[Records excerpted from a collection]
──────────────────────────────
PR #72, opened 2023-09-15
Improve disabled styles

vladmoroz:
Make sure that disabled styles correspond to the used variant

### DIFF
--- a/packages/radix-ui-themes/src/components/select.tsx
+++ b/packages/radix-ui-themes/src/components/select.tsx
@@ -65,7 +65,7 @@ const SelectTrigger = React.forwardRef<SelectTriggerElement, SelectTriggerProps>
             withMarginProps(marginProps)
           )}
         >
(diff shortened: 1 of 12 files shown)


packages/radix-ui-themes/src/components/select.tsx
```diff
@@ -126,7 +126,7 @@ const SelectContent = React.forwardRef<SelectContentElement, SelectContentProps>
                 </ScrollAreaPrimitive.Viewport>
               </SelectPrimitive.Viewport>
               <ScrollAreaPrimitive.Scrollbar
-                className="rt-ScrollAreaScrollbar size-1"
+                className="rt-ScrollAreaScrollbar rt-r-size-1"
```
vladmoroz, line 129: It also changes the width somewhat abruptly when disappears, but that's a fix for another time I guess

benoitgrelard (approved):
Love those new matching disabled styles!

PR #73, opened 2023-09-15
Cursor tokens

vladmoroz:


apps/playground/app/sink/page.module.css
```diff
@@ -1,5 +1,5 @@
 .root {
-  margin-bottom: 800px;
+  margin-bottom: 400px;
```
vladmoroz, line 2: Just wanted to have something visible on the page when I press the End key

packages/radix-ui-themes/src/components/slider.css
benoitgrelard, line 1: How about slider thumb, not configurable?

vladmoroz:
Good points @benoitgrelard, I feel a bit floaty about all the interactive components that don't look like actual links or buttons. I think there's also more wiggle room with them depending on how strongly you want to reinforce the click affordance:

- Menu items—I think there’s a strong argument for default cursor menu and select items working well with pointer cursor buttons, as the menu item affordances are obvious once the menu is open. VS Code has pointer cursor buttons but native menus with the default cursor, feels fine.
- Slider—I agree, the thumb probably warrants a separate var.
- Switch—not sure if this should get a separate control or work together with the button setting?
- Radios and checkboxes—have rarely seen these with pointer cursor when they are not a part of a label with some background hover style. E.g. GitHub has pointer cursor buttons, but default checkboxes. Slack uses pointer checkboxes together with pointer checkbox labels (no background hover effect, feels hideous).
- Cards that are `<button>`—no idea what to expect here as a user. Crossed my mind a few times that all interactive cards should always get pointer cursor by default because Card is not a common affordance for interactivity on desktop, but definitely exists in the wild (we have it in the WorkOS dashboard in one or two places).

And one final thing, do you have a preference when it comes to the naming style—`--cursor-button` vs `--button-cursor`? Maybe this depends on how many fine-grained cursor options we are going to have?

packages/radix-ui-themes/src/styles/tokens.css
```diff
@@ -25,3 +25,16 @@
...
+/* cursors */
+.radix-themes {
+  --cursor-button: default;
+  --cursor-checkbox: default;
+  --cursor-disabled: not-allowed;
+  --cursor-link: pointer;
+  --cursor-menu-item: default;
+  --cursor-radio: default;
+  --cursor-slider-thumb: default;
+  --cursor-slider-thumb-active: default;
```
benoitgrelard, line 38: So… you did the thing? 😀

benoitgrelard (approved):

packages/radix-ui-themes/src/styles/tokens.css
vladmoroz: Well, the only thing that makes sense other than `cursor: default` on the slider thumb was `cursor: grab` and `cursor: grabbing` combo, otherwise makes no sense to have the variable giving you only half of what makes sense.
──────────────────────────────
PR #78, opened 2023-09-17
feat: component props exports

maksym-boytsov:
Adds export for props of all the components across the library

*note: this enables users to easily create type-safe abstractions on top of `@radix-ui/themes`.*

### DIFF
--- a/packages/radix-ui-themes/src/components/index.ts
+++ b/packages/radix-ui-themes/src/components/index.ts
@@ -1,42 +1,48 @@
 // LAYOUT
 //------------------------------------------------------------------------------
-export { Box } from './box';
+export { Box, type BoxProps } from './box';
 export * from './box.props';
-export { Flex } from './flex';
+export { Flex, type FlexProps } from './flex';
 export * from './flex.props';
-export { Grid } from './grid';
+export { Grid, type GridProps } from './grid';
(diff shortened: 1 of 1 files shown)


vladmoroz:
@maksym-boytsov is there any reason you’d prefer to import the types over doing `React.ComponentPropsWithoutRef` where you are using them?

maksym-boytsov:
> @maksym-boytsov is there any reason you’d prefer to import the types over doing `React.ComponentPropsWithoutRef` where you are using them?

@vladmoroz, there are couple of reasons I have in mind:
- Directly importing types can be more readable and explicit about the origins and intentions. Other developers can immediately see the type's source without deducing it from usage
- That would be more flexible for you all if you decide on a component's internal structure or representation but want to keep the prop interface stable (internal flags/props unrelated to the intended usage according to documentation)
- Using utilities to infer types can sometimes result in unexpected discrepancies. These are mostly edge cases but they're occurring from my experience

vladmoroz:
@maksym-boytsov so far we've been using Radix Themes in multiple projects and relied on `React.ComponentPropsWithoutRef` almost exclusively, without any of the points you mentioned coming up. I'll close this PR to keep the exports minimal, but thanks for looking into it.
──────────────────────────────
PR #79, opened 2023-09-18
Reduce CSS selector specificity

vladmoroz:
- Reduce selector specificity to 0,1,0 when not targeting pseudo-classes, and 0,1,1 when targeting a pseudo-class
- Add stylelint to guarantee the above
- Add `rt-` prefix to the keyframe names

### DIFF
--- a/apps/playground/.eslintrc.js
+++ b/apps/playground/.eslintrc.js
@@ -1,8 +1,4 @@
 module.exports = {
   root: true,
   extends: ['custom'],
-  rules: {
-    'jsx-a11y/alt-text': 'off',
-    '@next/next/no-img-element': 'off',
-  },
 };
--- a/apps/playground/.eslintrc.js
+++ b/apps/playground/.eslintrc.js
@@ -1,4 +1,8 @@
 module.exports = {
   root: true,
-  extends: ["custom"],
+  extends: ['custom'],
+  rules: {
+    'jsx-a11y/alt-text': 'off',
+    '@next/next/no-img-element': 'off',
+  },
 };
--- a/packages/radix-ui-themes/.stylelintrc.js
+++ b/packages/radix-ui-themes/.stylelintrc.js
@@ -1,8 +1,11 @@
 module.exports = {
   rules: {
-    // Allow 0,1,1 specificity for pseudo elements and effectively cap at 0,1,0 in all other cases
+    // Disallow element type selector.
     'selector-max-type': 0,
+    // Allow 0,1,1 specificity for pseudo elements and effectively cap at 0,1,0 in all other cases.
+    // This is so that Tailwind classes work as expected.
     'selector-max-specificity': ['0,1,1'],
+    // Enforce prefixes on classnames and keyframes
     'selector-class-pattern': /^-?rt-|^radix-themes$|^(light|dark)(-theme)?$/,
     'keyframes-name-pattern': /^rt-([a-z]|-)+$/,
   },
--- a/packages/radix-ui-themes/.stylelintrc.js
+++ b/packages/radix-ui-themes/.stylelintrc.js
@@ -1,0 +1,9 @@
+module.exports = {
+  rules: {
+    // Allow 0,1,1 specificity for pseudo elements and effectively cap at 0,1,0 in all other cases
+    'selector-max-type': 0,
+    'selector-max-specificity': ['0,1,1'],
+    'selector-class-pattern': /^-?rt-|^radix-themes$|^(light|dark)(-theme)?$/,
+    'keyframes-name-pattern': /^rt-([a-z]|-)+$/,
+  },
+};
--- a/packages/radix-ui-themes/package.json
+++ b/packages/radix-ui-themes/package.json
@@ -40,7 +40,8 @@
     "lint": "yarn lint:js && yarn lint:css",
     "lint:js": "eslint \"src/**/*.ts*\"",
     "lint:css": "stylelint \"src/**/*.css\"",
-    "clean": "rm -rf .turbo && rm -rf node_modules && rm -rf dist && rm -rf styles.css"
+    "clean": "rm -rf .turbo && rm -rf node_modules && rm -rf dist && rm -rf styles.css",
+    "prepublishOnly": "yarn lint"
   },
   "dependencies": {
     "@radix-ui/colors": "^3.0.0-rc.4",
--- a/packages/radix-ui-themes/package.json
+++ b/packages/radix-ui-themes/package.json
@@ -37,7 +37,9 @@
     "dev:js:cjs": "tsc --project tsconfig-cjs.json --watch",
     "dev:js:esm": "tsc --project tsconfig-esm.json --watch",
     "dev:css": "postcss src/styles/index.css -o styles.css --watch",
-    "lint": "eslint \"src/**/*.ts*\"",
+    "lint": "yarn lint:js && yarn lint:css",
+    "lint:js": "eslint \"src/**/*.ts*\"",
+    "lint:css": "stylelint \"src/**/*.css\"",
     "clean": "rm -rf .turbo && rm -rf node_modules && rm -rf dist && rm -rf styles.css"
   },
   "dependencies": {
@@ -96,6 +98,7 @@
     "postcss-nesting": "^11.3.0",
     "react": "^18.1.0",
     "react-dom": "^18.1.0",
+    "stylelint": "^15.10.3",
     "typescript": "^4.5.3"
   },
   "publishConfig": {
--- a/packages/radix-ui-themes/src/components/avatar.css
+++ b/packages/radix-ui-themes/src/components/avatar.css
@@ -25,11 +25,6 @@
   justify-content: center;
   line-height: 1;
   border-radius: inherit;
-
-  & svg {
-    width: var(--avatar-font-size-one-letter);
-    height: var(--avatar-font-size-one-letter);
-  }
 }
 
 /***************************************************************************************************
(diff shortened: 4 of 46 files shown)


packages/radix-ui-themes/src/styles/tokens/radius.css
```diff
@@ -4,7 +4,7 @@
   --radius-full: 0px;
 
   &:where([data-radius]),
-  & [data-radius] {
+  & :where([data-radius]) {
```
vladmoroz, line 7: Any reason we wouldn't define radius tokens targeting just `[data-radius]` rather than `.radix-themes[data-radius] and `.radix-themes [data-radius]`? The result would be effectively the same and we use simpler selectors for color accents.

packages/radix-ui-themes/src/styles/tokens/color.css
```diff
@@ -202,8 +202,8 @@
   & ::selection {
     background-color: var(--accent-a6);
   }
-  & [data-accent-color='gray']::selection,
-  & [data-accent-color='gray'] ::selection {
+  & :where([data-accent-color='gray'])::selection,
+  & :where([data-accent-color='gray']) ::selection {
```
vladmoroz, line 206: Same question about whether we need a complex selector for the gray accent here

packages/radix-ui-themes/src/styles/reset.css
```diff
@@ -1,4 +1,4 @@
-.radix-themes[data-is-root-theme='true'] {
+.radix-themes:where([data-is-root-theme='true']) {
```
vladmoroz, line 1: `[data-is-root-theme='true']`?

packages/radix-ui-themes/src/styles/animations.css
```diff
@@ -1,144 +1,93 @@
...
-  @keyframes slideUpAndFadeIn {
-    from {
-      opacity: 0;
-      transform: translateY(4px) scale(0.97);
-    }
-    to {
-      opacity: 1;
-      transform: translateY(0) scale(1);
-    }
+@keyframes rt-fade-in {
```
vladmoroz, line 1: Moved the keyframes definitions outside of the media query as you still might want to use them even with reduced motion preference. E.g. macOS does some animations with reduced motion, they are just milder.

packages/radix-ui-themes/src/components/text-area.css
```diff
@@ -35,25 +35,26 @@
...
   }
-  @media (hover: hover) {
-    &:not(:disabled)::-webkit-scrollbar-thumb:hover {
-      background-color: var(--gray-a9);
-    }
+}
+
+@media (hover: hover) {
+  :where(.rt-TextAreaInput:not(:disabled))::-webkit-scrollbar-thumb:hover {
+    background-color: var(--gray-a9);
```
──────────────────────────────
§ **BRIEF**
Your answer should consist of each line above in which "yarn" appears.

§ **FINAL ANSWER**
     "lint": "yarn lint:js && yarn lint:css",
+    "prepublishOnly": "yarn lint"
+    "lint": "yarn lint:js && yarn lint:css",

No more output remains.